В эти десятилетия тенденция к расширению государственной собственности в промышленности не ограничивалась лишь развитыми странами. Более того, многие развивающиеся страны продвигались в этом направлении гораздо быстрее, считая национализацию основным средством модернизации, а также решением всех социальных проблем. Так, мексиканское правительство за периоде 1940 по 1980 г. основало 111 промышленных предприятий, стало владельцем контрольного пакета акций в 59 компаниях и миноритарным акционером ― в 124, из которых 35 оно было «вынуждено» спасать от банкротства[882]. В Чили к 1970 г. государство было единственным или основным владельцем 44 крупнейших компаний, включая генерацию электроэнергии, энергетику и воздушный транспорт; причем это было еще до того, как социалистическое правительство Сальвадора Альенде за три года правления установило контроль над 500 компаниями. В Аргентине расширение государственного сектора происходило в основном во время правления президента Перона между 1947 и 1955 гг., что в очередной раз показало, к чему может привести сочетание социалистических и квазифашистских идей.
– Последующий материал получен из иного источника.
PR #2309, opened 2017-07-08
Log/Code Cleanup

michaelkirk:
- make some logging clearer
- remove noisy unhelpful logging
- clearer method names

While debugging some call connectivity issues, I tried to clean up some of our logging and code. I wanted to separate this from the actual connectivity changes so that PR can be more focused.

The log statements I removed were kind of arbitrary - don't hesitate to veto any that you'd like to keep in. Comments in line...

PTAL @charlesmchen

### DIFF
--- a/Signal/src/call/CallAudioService.swift
+++ b/Signal/src/call/CallAudioService.swift
@@ -321,8 +321,7 @@ import AVFoundation
                 let oldMode = session.mode
                 let oldOptions = session.categoryOptions
 
-                if oldCategory == category, oldMode == mode, oldOptions == options {
-                    Logger.debug("\(self.TAG) in \(#function) doing nothing, since audio session is unchanged.")
+                guard oldCategory != category || oldMode != mode || oldOptions != options else {
                     return
                 }
 
@@ -333,17 +332,15 @@ import AVFoundation
                     Logger.debug("\(self.TAG) audio session changed mode: \(oldMode) -> \(mode) ")
                 }
                 if oldOptions != options {
-                    Logger.debug("\(self.TAG) audio session changed category: \(oldOptions) -> \(options) ")
+                    Logger.debug("\(self.TAG) audio session changed options: \(oldOptions) -> \(options) ")
                 }
-
-                Logger.debug("\(self.TAG) setting new category: \(category) mode: \(mode) options: \(options)")
                 try session.setCategory(category, mode: mode, options: options)
 
             } else {
                 let oldCategory = session.category
                 let oldOptions = session.categoryOptions
-                if session.category == category, session.categoryOptions == options {
-                    Logger.debug("\(self.TAG) in \(#function) doing nothing, since audio session is unchanged.")
+
+                guard session.category != category || session.categoryOptions != options else {
                     return
                 }
 
@@ -351,10 +348,8 @@ import AVFoundation
                     Logger.debug("\(self.TAG) audio session changed category: \(oldCategory) -> \(category) ")
                 }
                 if oldOptions != options {
-                    Logger.debug("\(self.TAG) audio session changed category: \(oldOptions) -> \(options) ")
+                    Logger.debug("\(self.TAG) audio session changed options: \(oldOptions) -> \(options) ")
                 }
-
-                Logger.debug("\(self.TAG) setting new category: \(category) options: \(options)")
                 try session.setCategory(category, with: options)
 
             }
--- a/Signal/src/call/CallService.swift
+++ b/Signal/src/call/CallService.swift
@@ -227,15 +227,11 @@ protocol CallServiceObserver: class {
 
     func didEnterBackground() {
         AssertIsOnMainThread()
-        Logger.info("\(self.TAG) \(#function)")
-
         self.updateIsVideoEnabled()
     }
 
     func didBecomeActive() {
         AssertIsOnMainThread()
-        Logger.info("\(self.TAG) \(#function)")
-
         self.updateIsVideoEnabled()
     }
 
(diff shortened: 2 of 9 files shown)


Signal/src/call/PeerConnectionClient.swift
```diff
@@ -444,13 +444,13 @@ class PeerConnectionClient: NSObject, RTCPeerConnectionDelegate, RTCDataChannelD
...
     }
 
-    public func addIceCandidate(_ candidate: RTCIceCandidate) {
+    public func addRemoteIceCandidate(_ candidate: RTCIceCandidate) {
         PeerConnectionClient.signalingQueue.async {
             guard self.peerConnection != nil else {
                 Logger.debug("\(self.TAG) \(#function) Ignoring obsolete event in terminated client")
                 return
             }
-            Logger.debug("\(self.TAG) adding candidate")
```
michaelkirk: Because **so** much is happening in CallService, I thought it would be useful to put all the ICE connectivity logging **just** in PeerConnectionClient. Filtering by "[PeerConnectionClient]" then gives you a succinct view of the ICE handshake without lots of noise.

Signal/src/call/WebRTCCallMessageHandler.swift
```diff
@@ -29,23 +29,20 @@ class WebRTCCallMessageHandler: NSObject, OWSCallMessageHandler {
 
     public func receivedOffer(_ offer: OWSSignalServiceProtosCallMessageOffer, from callerId: String) {
         AssertIsOnMainThread()
-        Logger.verbose("\(TAG) handling offer from caller:\(callerId)")
```
michaelkirk: These log entries are redundant with what's already in CallService.

e.g. it's not that helpful to have logs like this:
```
[CallHandler] Called Foo
[CallService] Called Foo
[CallHandler] Called Bar
[CallService] Called Bar
```

Let's just log in CallService only.

Signal/src/contact/SystemContactsFetcher.swift
```diff
@@ -471,8 +471,6 @@ class SystemContactsFetcher: NSObject {
                     return
                 }
 
-                Logger.debug("\(self.TAG) Notifying delegate that system contacts did change. hash:\(contactsHash)")
-
```
michaelkirk: There are other lines that already communicate this.

Signal/src/util/DeviceSleepManager.swift
```diff
@@ -71,7 +71,7 @@ import Foundation
 
         if UIApplication.shared.isIdleTimerDisabled != shouldBlock {
             if shouldBlock {
-                Logger.info("\(self.TAG) \(#function): Blocking sleep")
```
michaelkirk: If there's ever an issue, I imagine it could be helpful to know *what* is blocking the device from going to sleep.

В Бразилии огосударствление осуществлялось военными правительствами, которые управляли страной между 1963 и 1978 гг. и которые вливали огромные средства в отрасли, считавшиеся жизненно важными для национального благосостояния, такие как химическая промышленность, энергетика, производство цемента и вооружений.
Однако эти «достижения» меркли по сравнению с тем, как развивались события в Африке и Азии, где примерно между 1960 и 1975 гг. подавляющее большинство получивших независимость государств внедряли программы социалистического строительства под сильным влиянием советской или китайской модели. В результате возникло огромное количество однопартийных политических систем, которые управлялись на диктаторской или полу-диктаторской основе. Заявляя, что они освободили свои народы от империалистической «эксплуатации» и теперь мобилизуют имеющиеся скудные ресурсы страны на благо общества, правительства этих стран национализировали (иными словами, захватывали, не предоставляя никакой компенсации) практически все виды коммерческих предприятий, принадлежавших как местным, так и иностранным владельцам, начиная с добычи природных ресурсов и производства электроэнергии и заканчивая управлением общественным транспортом и даже отелями. Например, в Египте в 1974 г. более 75% всей промышленной продукции производилось на государственных заводах[883]. Не избежали этого и малые предприятия, особенно в сельском хозяйстве. От Вьетнама до Танзании зачастую даже крестьяне, едва-едва подняшиеся над уровнем обеспечения собственного потребления, были лишены своей земли (если она вообще им принадлежала) и объединены в сельские общины, поставленные под жесткий государственный контроль.